TASK INSTRUCTIONS — Reproduce the data in its entirety, exactly as written.

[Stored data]
Issue #705, opened 2021-02-17
Cut 1.19.8 release


davidnuzik:
Upstream K8s: https://github.com/kubernetes/sig-release/issues/1466
K3s: https://github.com/k3s-io/k3s/issues/2943

**Notice:**
Upstream plans to get patch releases out by 2/17/2021.

**Summary:**
Task covering patch release work.
Dev Complete: 2/12/2021

**List of required releases:**
_To release as soon as able for QA:_
- v1.19.8-rc1+k3s1 

_To release once have approval from QA:_
- v1.19.8+k3s1

**Prep work:**
- PM: Dev and QA team to be notified of the incoming releases - send calendar invite
- PM: Dev and QA team to be notified of the date we will mark the latest release as stable - send calendar invite
- QA: Review changes and understand testing efforts
- PM: Rancher2 team notified of the release (create rancher/rancher issue and put in milestone. They will need to update rancher2 Dockerfile, etc before their next planned Rancher release) rancher/rancher#30492 (comment)
- [X] Release Captain: Prepare release notes in our private release-notes repo (submit PR for changes taking care to carefully check links and the components, once merged, create the release in GitHub and mark as a draft and check the pre-release box, fill in title, set target release branch, leave tag version blank for now until we are ready to release)
- [x] QA: Validate and close out all issues in the release milestone.
- [x] PM: Create an issue to mark the latest release as stable (this is done typically not later than 1 days post patch release, 7 days post new minor release) https://github.com/rancher/rke2/issues/675

**Vendor and release work:**
- [X] Release Captain: Tag and release any necessary RCs for QA to test KDM
- [X] Release Captain: Tag and release when have QA approval

**Post-Release work:**
- [X] Release Captain: Once release is fully complete (CI is all green and all release artifacts exist), edit the release, uncheck "Pre-release", and save.
- [x] PM: Close the milestone in GitHub.

PR #725, opened 2021-02-24
Update hardened images

erikwilson:
#### Proposed Changes ####
Update dependent images to new base OS versions

#### Linked Issues ####
https://github.com/rancher/rke2/issues/705


brandond (approved):
It would be nice to guarantee that we will rebuild these in lockstep so that we can just use a single var for the upstream image build datestamp.

dweomer (approved):

briandowns (approved):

RESPONSE TO THE EXERCISE —
Issue #705, opened 2021-02-17
Cut 1.19.8 release


davidnuzik:
Upstream K8s: https://github.com/kubernetes/sig-release/issues/1466
K3s: https://github.com/k3s-io/k3s/issues/2943

**Notice:**
Upstream plans to get patch releases out by 2/17/2021.

**Summary:**
Task covering patch release work.
Dev Complete: 2/12/2021

**List of required releases:**
_To release as soon as able for QA:_
- v1.19.8-rc1+k3s1 

_To release once have approval from QA:_
- v1.19.8+k3s1

**Prep work:**
- PM: Dev and QA team to be notified of the incoming releases - send calendar invite
- PM: Dev and QA team to be notified of the date we will mark the latest release as stable - send calendar invite
- QA: Review changes and understand testing efforts
- PM: Rancher2 team notified of the release (create rancher/rancher issue and put in milestone. They will need to update rancher2 Dockerfile, etc before their next planned Rancher release) rancher/rancher#30492 (comment)
- [X] Release Captain: Prepare release notes in our private release-notes repo (submit PR for changes taking care to carefully check links and the components, once merged, create the release in GitHub and mark as a draft and check the pre-release box, fill in title, set target release branch, leave tag version blank for now until we are ready to release)
- [x] QA: Validate and close out all issues in the release milestone.
- [x] PM: Create an issue to mark the latest release as stable (this is done typically not later than 1 days post patch release, 7 days post new minor release) https://github.com/rancher/rke2/issues/675

**Vendor and release work:**
- [X] Release Captain: Tag and release any necessary RCs for QA to test KDM
- [X] Release Captain: Tag and release when have QA approval

**Post-Release work:**
- [X] Release Captain: Once release is fully complete (CI is all green and all release artifacts exist), edit the release, uncheck "Pre-release", and save.
- [x] PM: Close the milestone in GitHub.

PR #725, opened 2021-02-24
Update hardened images

erikwilson:
#### Proposed Changes ####
Update dependent images to new base OS versions

#### Linked Issues ####
https://github.com/rancher/rke2/issues/705


brandond (approved):
It would be nice to guarantee that we will rebuild these in lockstep so that we can just use a single var for the upstream image build datestamp.

dweomer (approved):

briandowns (approved):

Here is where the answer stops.